Others put the value at well over $1bn, pointing to historic valuations by Patersons and Morgans. But both these firms have stopped following the company.
On July 27, ResApp’s quarterly report delivered a reality check – $4.1m of the $4.2m in receipts from customers had been driven by the Pfizer licence agreement. And there was cash on hand of $2.3m. ResApp is burning between $1m and $2m a quarter. The BDO report put the ongoing cost of commercialisation at $13.6m.
Keating remains confident that ResApp algorithms can detect Covid-19 cough sounds but there is more work to be done. The machine learning technology has 1300 additional cough sound recordings with gold-standard PCR test results to progress.
“If the vote is no, we will need to raise money immediately,” Keating says. “That would have implications for the share price, and anyone in the biotech or medical device industry at the moment knows the capital market is really tough. Most biotechs globally are trading at below their cash value.”
Leedman says the board had been hoping for a bigger lift in the share price after the first groundbreaking Covid-19 results.
“We were talking to Pfizer prior to the results. Had the share price been higher prior to the Pfizer bid I’d have expected their price would have been higher,” he says. “To be fair to Pfizer, its current offer values the company at an 80 per cent premium to what the shareholders themselves valued it on the initial Covid results.”
Some shareholders accuse Keating of a conflict of interest by voting his shares in favour of the deal while planning to work for Pfizer. But while Pfizer intends to keep the development team together, Leedman says there is no guarantee.
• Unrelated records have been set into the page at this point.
PR #426, opened 2025-07-01
[Bexley] Bulky collection submission

dracos:
For https://github.com/mysociety/societyworks/issues/5021
For https://github.com/mysociety/societyworks/issues/5022

PR #433, opened 2025-08-05
[Bexley][Bulky] Custom worksheet message

nephila-nacrea:
For https://3.basecamp.com/4020879/buckets/42017522/card_tables/cards/8904241999 .

### DIFF
--- a/perllib/Open311/Endpoint/Integration/UK/Bexley/Whitespace.pm
+++ b/perllib/Open311/Endpoint/Integration/UK/Bexley/Whitespace.pm
@@ -12,16 +12,42 @@ around BUILDARGS => sub {
 sub _worksheet_message {
     my ($self, $args) = @_;
 
-    my @messages;
-    foreach (
+    my @attributes = $args->{service_code} eq 'bulky_collection' ? (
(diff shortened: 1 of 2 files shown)


perllib/Open311/Endpoint/Integration/UK/Bexley/Whitespace.pm
```diff
@@ -12,16 +12,42 @@ around BUILDARGS => sub {
...
+            );
+            my $dtf_to = DateTime::Format::Strptime->new(
+                pattern => '%d/%m/%Y',
+            );
+
+            # Undef if error
+            $val = $dtf_from->parse_datetime($val);
+            $val = $dtf_to->format_datetime($val) if $val;
+
+            unless ($val) {
```
dracos, line 44: I think if we get here with a bad date, we should just go ahead and submit with whatever we originally got rather than error, they'll presumably be able to understand it should this happen and that's better than it not getting sent.

dracos (changes requested):
One tiny change is all

nephila-nacrea:
Mucked up the merge/rebases a bit, this has been merged into https://github.com/mysociety/open311-adapter/pull/426 .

Furthermore, Keating owns only 10 million shares of the 860 million shares on issue.
Without a deal Pfizer’s continued funding of ResApp’s research after the licence agreement expires in October is uncertain.
Bioshares analyst Mark Pachacz, who still covers the stock, says the Pfizer bid is a “fair, reasonable bid given challenges lie ahead in commercialising this technology, highlighted by recent clinical trial results showing further work needed on algorithm”.
Shareholders looking for more might ask if a local billionaire is interested. Or Apple Health, to put some tension in the game. There has been no formal approach by any other party.
On August 19, buried in the middle of reporting season, shareholders of ASX-listed biotech ResApp will have a big decision to make: whether or not to sell the business to Pfizer.